### Work order:
Filter the listing so that only lines with the word "version" remain.

### Record set:
PR #237, opened 2022-03-19
chore(): add pull request template

sean-perkins:
Introduces a pull request template for new PRs.

### DIFF
--- a/.github/PULL_REQUEST_TEMPLATE.md
+++ b/.github/PULL_REQUEST_TEMPLATE.md
@@ -5,6 +5,7 @@ Please check if your PR fulfills the following requirements:
 - [ ] Tests for the changes have been added (for bug fixes / features)
 - [ ] Docs have been reviewed and added / updated if needed (for bug fixes / features)
 - [ ] Build (`npm run build`) was run locally for affected output targets
+- [ ] Tests (`npm test`) were run locally and passed
 
 ## Pull request type
 
--- a/.github/PULL_REQUEST_TEMPLATE.md
+++ b/.github/PULL_REQUEST_TEMPLATE.md
@@ -1,0 +1,50 @@
+## Pull request checklist
+
+Please check if your PR fulfills the following requirements:
+
+- [ ] Tests for the changes have been added (for bug fixes / features)
+- [ ] Docs have been reviewed and added / updated if needed (for bug fixes / features)
+- [ ] Build (`npm run build`) was run locally for affected output targets
+
+## Pull request type
+
+<!-- Please do not submit updates to dependencies unless it fixes an issue. -->
+
+<!-- Please try to limit your pull request to one type, submit multiple pull requests if needed. -->
+
+Please check the type of change your PR introduces:
+
+- [ ] Bugfix
+- [ ] Feature
+- [ ] Code style update (formatting, renaming)
+- [ ] Refactoring (no functional changes, no api changes)
+- [ ] Build related changes
+- [ ] Documentation content changes
+- [ ] Other (please describe):
+
+## What is the current behavior?
+
+<!-- Please describe the current behavior that you are modifying. -->
+
+<!-- Issues are required for both bug fixes and features. -->
+
+Issue #:
+
+## What is the new behavior?
+
+<!-- Please describe the behavior or changes that are being added by this PR. -->
+
+-
+-
+-
+
+## Does this introduce a breaking change?
+
+- [ ] Yes
+- [ ] No
+
+<!-- If this introduces a breaking change, please describe the impact and migration path for existing applications below. -->
+
+## Other information
+
+<!-- Any other information that is important to this PR such as screenshots of how the component looks before and after the change. -->
--- a/.github/PULL_REQUEST_TEMPLATE.md
+++ b/.github/PULL_REQUEST_TEMPLATE.md
@@ -29,7 +29,7 @@ Please check the type of change your PR introduces:
 
 <!-- Issues are required for both bug fixes and features. -->
 
-Issue #:
+Issue URL:
 
 ## What is the new behavior?
 


.github/PULL_REQUEST_TEMPLATE.md
```diff
@@ -0,0 +1,50 @@
...
+
+<!-- Issues are required for both bug fixes and features. -->
+
+Issue #:
+
+## What is the new behavior?
+
+<!-- Please describe the behavior or changes that are being added by this PR. -->
+
+-
```
rwaskiewicz, line 37: No action required - FWIW I had been considering changing this to an open text area.

IIRC The original intent was to ensure that folks filled this section out, with the thought
being if we stubbed this section it would encourage people opening PRs to add content
(instead of leaving an empty section).

In practice I've found (personally and in the community) is that folks just delete these and
write a couple sentences.

.github/PULL_REQUEST_TEMPLATE.md
```diff
@@ -0,0 +1,50 @@
+## Pull request checklist
+
+Please check if your PR fulfills the following requirements:
+
+- [ ] Tests for the changes have been added (for bug fixes / features)
+- [ ] Docs have been reviewed and added / updated if needed (for bug fixes / features)
+- [ ] Build (`npm run build`) was run locally for affected output targets
+
```
rwaskiewicz, line 8: Should we add an explicit section about running tests? E.g.

```
```

There's some overlap there with 'Tests for the changes have been added (for bug fixes / features)', but I'd also argue there's a case where folks won't add tests, but can still run the existing ones to check for regressions

.github/PULL_REQUEST_TEMPLATE.md
```diff
@@ -0,0 +1,50 @@
...
+- [ ] Refactoring (no functional changes, no api changes)
+- [ ] Build related changes
+- [ ] Documentation content changes
+- [ ] Other (please describe):
+
+## What is the current behavior?
+
+<!-- Please describe the current behavior that you are modifying. -->
+
+<!-- Issues are required for both bug fixes and features. -->
```
rwaskiewicz, line 29: Do we want to make this a requirement? I can see this adding additional noise to the repo where folks add an issue just for the sake of filling out this field

.github/PULL_REQUEST_TEMPLATE.md
```diff
@@ -0,0 +1,50 @@
...
+-
+-
+
+## Does this introduce a breaking change?
+
+- [ ] Yes
+- [ ] No
+
+<!-- If this introduces a breaking change, please describe the impact and migration path for existing applications below. -->
+
```
rwaskiewicz, line 47: Should we ask folks to tell us how they tested the functionality they're proposing? Unit tests can get us there to a certain extent, but I think (for now) a test section would be equally helpful to understand where they're coming from when they submit a PR:

```

## Testing

<!-- Please describe the steps you took to test the changes in this PR. These steps can be programmatic (e.g. unit tests) and/or manual. -->'
```

.github/PULL_REQUEST_TEMPLATE.md
sean-perkins: In Framework, we do this to discourage PRs without a verified/triaged issue. This prevents individuals opening up a PR that does not align with our goals.

We also require a reproduction for issues or a valid use case for a feature, so we have something to validate the PR against. 

It also aids when individuals run into similar problems, they can search the existing issues to find a match vs. PRs do not show up in the issue search.

.github/PULL_REQUEST_TEMPLATE.md
sean-perkins: I think community PRs (the issue attached) should require a reproduction app to validate against. We can then install the dev build for the PR and run the build output to verify anything beyond unit test coverage. This is another thing we do in Framework that works well. 

This reduces the need to test PRs in different ways, based on whatever steps a contributor outlines. 

Thoughts?

.github/PULL_REQUEST_TEMPLATE.md
sean-perkins: If people do that, we will close the PR without review. In Framework we have had the opposite experience (people will fill out the template). I thing a strong hand drives better quality here. If people are unwilling to fill out a 15s template, we are unwilling to review their contribution.

.github/PULL_REQUEST_TEMPLATE.md
rwaskiewicz: I agree with the latter two points here:

> We also require a reproduction for issues or a valid use case for a feature, so we have something to validate the PR against.

⬆️ this one in particular

> It also aids when individuals run into similar problems, they can search the existing issues to find a match vs. PRs do not show up in the issue search.

But I'm not sure I follow the first point

> In Framework, we do this to discourage PRs without a verified/triaged issue. This prevents individuals opening up a PR that does not align with our goals.


Is the discouragement coming from having to open an issue in the first place? IE what's to stop me from putting a PR together, realizing I "need" an issue, add one, then say I met the minimum requirements?  Have y'all found that to be enough?

.github/PULL_REQUEST_TEMPLATE.md
rwaskiewicz: I like it 👍

.github/PULL_REQUEST_TEMPLATE.md
```diff
@@ -0,0 +1,50 @@
...
+- [ ] Documentation content changes
+- [ ] Other (please describe):
+
+## What is the current behavior?
+
+<!-- Please describe the current behavior that you are modifying. -->
+
+<!-- Issues are required for both bug fixes and features. -->
+
+Issue #:
```
amandaesmith3, line 31: Could we do "issue URL" instead like on Framework, to discourage just putting the number instead of a link?

.github/PULL_REQUEST_TEMPLATE.md
amandaesmith3: I think if someone does post an issue just to say they meet the requirements, it makes for a better spot to put discussion on why their issue isn't a good fit, ask for clarification, etc. since other people will be more likely to find it and/or chime in. The author will also be forced to justify their PR more thoroughly by filling out the issue template as well.

sean-perkins: Do we feel aligned on this stance? We can always adapt this template as we receive feedback from the community.

rwaskiewicz: Yeah, I think we're good.  I'm OK with moving forward with this as-is - if we feel we need to, we can adjust the template like @sean-perkins said

rwaskiewicz (approved):

PR #238, opened 2022-03-19
chore(): codeowners format

sean-perkins:
The format for the codeowners file is not registering global owners correctly. The VSCode formatting on markdown contents reformatted `*` to `-` during my previous PR.


rwaskiewicz (approved):
Interesting...I saw this on the first go-round, but GitHub told me "This CODEOWNERS file is valid." 🤷

PR #240, opened 2022-03-19
chore(): add ionic issue bot

sean-perkins:
Adds the Ionitron (ionic issue bot) to the repository to aid with repository management.

### DIFF
--- a/.github/ionic-issue-bot.yml
+++ b/.github/ionic-issue-bot.yml
@@ -48,26 +48,6 @@ lockClosed:
     If this is still an issue with the latest version of the output targets, please create a new issue and ensure the template is fully filled out.
   dryRun: false
 
-stale:
-  days: 365
-  maxIssuesPerRun: 100
-  exemptLabels:
-    - "good first issue"
-    - "triage"
-    - "type: bug"
-    - "type: feature request"
-  exemptAssigned: true
-  exemptProjects: true
-  exemptMilestones: true
-  label: "ionitron: stale issue"
-  message: >
-    Thanks for the issue! This issue is being closed due to inactivity. If this is still
-    an issue with the latest version of the output targets, please create a new issue and ensure the
-    template is fully filled out.
-  close: true
-  lock: true
-  dryRun: false
-
 noReply:
   days: 14
   maxIssuesPerRun: 100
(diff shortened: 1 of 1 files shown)


rwaskiewicz (changes requested):
Two small asks before we land this:

1. We should document (internally) how we expect the Framework + Stencil team should triage issues - what labels to apply/when, etc. I'd be willing to bet there's been some divergence in our respective repository's processes.  That's fine (no complaints there!), but I want to make sure there's a reference point for both teams to understand expectations around handling issues in the repo
2. When we finalize the labels/process described here, we'll need to make sure these labels get added to https://github.com/ionic-team/stencil-ds-output-targets/labels

This looks great though! Thanks sooo much for doing this 🙏

sean-perkins:
Stale section has been removed. I also dropped a notion doc in our internal channel for the initial process.

amandaesmith3 (approved):

.github/ionic-issue-bot.yml
```diff
@@ -0,0 +1,79 @@
...
+        This issue has been labeled as `help wanted`. This label is added to issues
+        that we believe would be good for contributors.
+
+
+        If you'd like to work on this issue, please comment here letting us know that
+        you would like to submit a pull request for it. This helps us to keep track of
+        the pull request and make sure there isn't duplicated effort.
+
+        Thank you!
+    - label: "ionitron: needs reproduction"
```
rwaskiewicz, line 19: Does this label / action conflict with the one below? https://github.com/ionic-team/stencil-ds-output-targets/pull/240/files#diff-5ab3559a040d16f7b7db847060a448dddde18e8320e13b8d5737c31672708375R66

The message associated with this action seems to imply the issue will stay open (so long as they provide a repro), whereas the one below closes the issue. Am I reading this right?

rwaskiewicz:
@sean-perkins I think we're in a good place to add the labels in the PR to https://github.com/ionic-team/stencil-ds-output-targets/labels. Thoughts?

sean-perkins:
Yep, I can add those labels now 👍

.github/ionic-issue-bot.yml
rwaskiewicz: 👍 Makes sense to me - thanks! (serious brain fog day 🙃)

rwaskiewicz (approved):
Approved, Sean's adding the labels now

PR #288, opened 2022-08-22
feat(angular): proxyDeclarationFile to generate proxies file

sean-perkins:
## Pull request checklist

## Pull request type

- [ ] Bugfix
- [x] Feature
- [x] Refactoring (no functional changes, no api changes)
- [ ] Build related changes

N/A - adding the initial API changes for supporting SCAM modules in the Angular output target.

Issue URL: Internal

## What is the new behavior?

- Introduces `proxyDeclarationFile` to the Angular output target config API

### Result of the exercise:
     If this is still an issue with the latest version of the output targets, please create a new issue and ensure the template is fully filled out.
-    an issue with the latest version of the output targets, please create a new issue and ensure the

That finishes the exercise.